I have been trying to use FLIRT followed by FNIRT to map a patient MRI
to the standard MNI 152 brain. This has produced distorted results, and I
was hoping someone could help me troubleshoot.

In specific, the distortion is that cortical gyri and sulci seem to be
unusually shaped and do not match with the MNI_152 template. There
are extra gyri in some locations and missing gyri in others. Also, there
is an outward distortion at the top of the skull.

Please see below for links to images, my code, and configurations.

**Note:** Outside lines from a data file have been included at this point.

PR #368, opened 2026-01-05
Handle CMYK JPEGs with quick-and-dirty colorspace conversion

### LINKED ISSUE #367: swayimg fails to open CMYK JPEG images
**Describe the bug**
When I try to open a JPEG that uses the CMYK colorspace, swayimg exits with "Invalid format".

**To Reproduce**
Attempt to open a CMYK JPEG in swayimg.

**Expected behavior**
swayimg should load and display the image with the correct colors.

**Screenshots and examples**
Here's a sample JPEG using the CMYK colorspace:
Peppers in CMYK

**Version:**
4.6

I thought the trouble might be the regularization settings, so I have tried
a "small lambda" and "large lambda" configuration as well as using
the standard configuration file. These configurations are listed below (and
results for each are linked). The standard configuration file seems to
produce the best results.

Thanks in advance for any advice you might have!

-Veronica W.
Neuroscience Statistics Research Lab, MIT


##### LINKS TO IMAGES ###########

1. My original MRI
http://web.mit.edu/vsw/www/FSL/Original_MRI.jpg

2. Template MNI 152 2mm brain
http://web.mit.edu/vsw/www/FSL/MNI_2mm_template.jpg

3. Results using T1_2_MNI152_2mm.cnf
http://web.mit.edu/vsw/www/FSL/Conversion_with_standard_2mm_cnf.jpg

4. Results with large lambda config.
http://web.mit.edu/vsw/www/FSL/Conversion_with_high_lambda.jpg

5. Results with small lambda config.
http://web.mit.edu/vsw/www/FSL/Conversion_with_low_lambda.jpg

##### CONVERSION SCRIPT #########

This is exactly as suggested on the FNIRT Example Uses page for
"Registering T1-structural to MNI152"

#1. Perform BET on MRI image
bet $MRI $MRI_BETTED -f 0.5 -R

#2. Use FLIRT to map betted MRI to MNI152_2mm_brain template
flirt -in $MRI_BETTED -ref MNI152_T1_2mm_brain.nii.gz -out
$MRI_FLIRTED_BETTED -omat $MRI_FLIRTED_BETTED_OMAT -searchrx -180 180
-searchry -180 180 -searchrz -180 180 -dof 12 -interp trilinear -bins 256
-cost corratio

#3. Use FNIRT on raw MRI, using as an input the affine transformation matrix
from Step 2
fnirt --in=$MRI --aff=$MRI_FLIRTED_BETTED_OMAT --cout=$FNIRT_OUT
--config=$FNIRT_CNF_FILE

#4 Apply warp
applywarp --ref=MNI152_T1_2mm.nii.gz --in=$MRI --warp=$FNIRT_OUT
--out=$MRI_FNIRTED

####### THREE CONFIGURATIONS I TRIED ############

1. Standard 2mm cnf configuration file
 completely unchanged from T1_2_MNI152_2mm.cnf

2. Large lambda
--ref=MNI152_T1_2mm.nii.gz
--refmask=MNI152_T1_2mm_brain_mask_dil.nii.gz
--imprefm=1
--impinm=1
--imprefval=0
--impinval=0
--subsamp=4,2,1,1
--miter=5,5,5,5
--infwhm=6,4,2,2
--reffwhm=4,2,0,0
--lambda=300,200,100,100
--estint=1,1,1,1
--applyrefmask=1,1,1,1
--applyinmask=1
--warpres=10,10,10
--ssqlambda=1
--regmod=bending_energy
--intmod=global_non_linear_with_bias
--intorder=5
--biasres=50,50,50
--biaslambda=10000
--refderiv=0

3. Small lambda
Same as above, with --lambda=300,75,30,10


Any advice about how to produce less distortion in the cortical gyri
and sulci would be appreciated!  Thank you.